• Your instructions:
Each entry below has to be written out again without any change.

• Data for this exercise:
=== Section Start ===

PR #1381, opened 2022-03-19
Use serde_with to (de)serialize ZId and Lsn to hex

SomeoneToIgnore:
Improves https://github.com/zenithdb/zenith/pull/1330 with a librarified generic approach to hex (de)serialization in pageserver http api.

Now all http responses return
* `ZTimelineId` and `ZTenantId` as hex strings: `ad50847381e248feaac9876cc71ae418 ` (string) vs `[173,80,132,115,129,226,72,254,170,201,135,108,199,26,228,24]` (array of integers)
* `Lsn` as hex strings: `FFFFFFFF/FFFFFFFF` (string) vs `18446744073709551615` (integer)

when (de)serializing both structs in the existing code. 
This is achieved with specific `serde_with::serde_as` attributes, boiling down to [`DisplayFromStr`](https://docs.rs/serde_with/latest/serde_with/struct.DisplayFromStr.html) using `Display` for serialization and `FromStr` for deserialization of the annotated types.
Both type default (de)serialization approaches stay the same (`[u8;16]` and `u64`).


LizardWizzard (approved):
Looks nice, thanks!

Thats more ergonomic than having two types and convert between them back and forth every time you need a different flavour

PR #1385, opened 2022-03-21
Release main 2022-03-21

ololobus:
Any known stoppers for releasing zenith `main` now?


ololobus:
@cicdteam github says that there some conflicts preventing merging the `main` into `release`. I see that you pushed some hotfix into `release`. It seems that it should be pushed into `main` as well, isn't it?

PR #1395, opened 2022-03-23
some follow ups after s3 integration was enabled on staging

LizardWizzard:
* do not error out when upload file list is empty
* ignore ephemeral files during sync initialization

### DIFF
--- a/pageserver/src/remote_storage.rs
+++ b/pageserver/src/remote_storage.rs
@@ -94,12 +94,13 @@ use std::{
 
 use anyhow::{bail, Context};
 use tokio::{io, sync::RwLock};
-use tracing::{error, info};
+use tracing::{debug, error, info};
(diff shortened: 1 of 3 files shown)


pageserver/src/remote_storage.rs
```diff
@@ -280,6 +283,9 @@ fn collect_timeline_files(
         if entry_path.is_file() {
             if entry_path.file_name().and_then(ffi::OsStr::to_str) == Some(METADATA_FILE_NAME) {
                 timeline_metadata_path = Some(entry_path);
+            } else if is_ephemeral_file(entry_path.file_name().unwrap().to_str().unwrap()) {
```
SomeoneToIgnore, line 286: > `.to_str().unwrap()`

NIT: could be replaced with `&entry_path.file_name().unwrap().to_string_lossy()` to have one less possible panic

SomeoneToIgnore (approved):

=== Section End ===

• Response to the task:
PR #1381, opened 2022-03-19
Use serde_with to (de)serialize ZId and Lsn to hex

SomeoneToIgnore:
Improves https://github.com/zenithdb/zenith/pull/1330 with a librarified generic approach to hex (de)serialization in pageserver http api.

Now all http responses return
* `ZTimelineId` and `ZTenantId` as hex strings: `ad50847381e248feaac9876cc71ae418 ` (string) vs `[173,80,132,115,129,226,72,254,170,201,135,108,199,26,228,24]` (array of integers)
* `Lsn` as hex strings: `FFFFFFFF/FFFFFFFF` (string) vs `18446744073709551615` (integer)

when (de)serializing both structs in the existing code. 
This is achieved with specific `serde_with::serde_as` attributes, boiling down to [`DisplayFromStr`](https://docs.rs/serde_with/latest/serde_with/struct.DisplayFromStr.html) using `Display` for serialization and `FromStr` for deserialization of the annotated types.
Both type default (de)serialization approaches stay the same (`[u8;16]` and `u64`).


LizardWizzard (approved):
Looks nice, thanks!

Thats more ergonomic than having two types and convert between them back and forth every time you need a different flavour

PR #1385, opened 2022-03-21
Release main 2022-03-21

ololobus:
Any known stoppers for releasing zenith `main` now?


ololobus:
@cicdteam github says that there some conflicts preventing merging the `main` into `release`. I see that you pushed some hotfix into `release`. It seems that it should be pushed into `main` as well, isn't it?

PR #1395, opened 2022-03-23
some follow ups after s3 integration was enabled on staging

LizardWizzard:
* do not error out when upload file list is empty
* ignore ephemeral files during sync initialization

### DIFF
--- a/pageserver/src/remote_storage.rs
+++ b/pageserver/src/remote_storage.rs
@@ -94,12 +94,13 @@ use std::{
 
 use anyhow::{bail, Context};
 use tokio::{io, sync::RwLock};
-use tracing::{error, info};
+use tracing::{debug, error, info};
(diff shortened: 1 of 3 files shown)


pageserver/src/remote_storage.rs
```diff
@@ -280,6 +283,9 @@ fn collect_timeline_files(
         if entry_path.is_file() {
             if entry_path.file_name().and_then(ffi::OsStr::to_str) == Some(METADATA_FILE_NAME) {
                 timeline_metadata_path = Some(entry_path);
+            } else if is_ephemeral_file(entry_path.file_name().unwrap().to_str().unwrap()) {
```
SomeoneToIgnore, line 286: > `.to_str().unwrap()`

NIT: could be replaced with `&entry_path.file_name().unwrap().to_string_lossy()` to have one less possible panic

SomeoneToIgnore (approved):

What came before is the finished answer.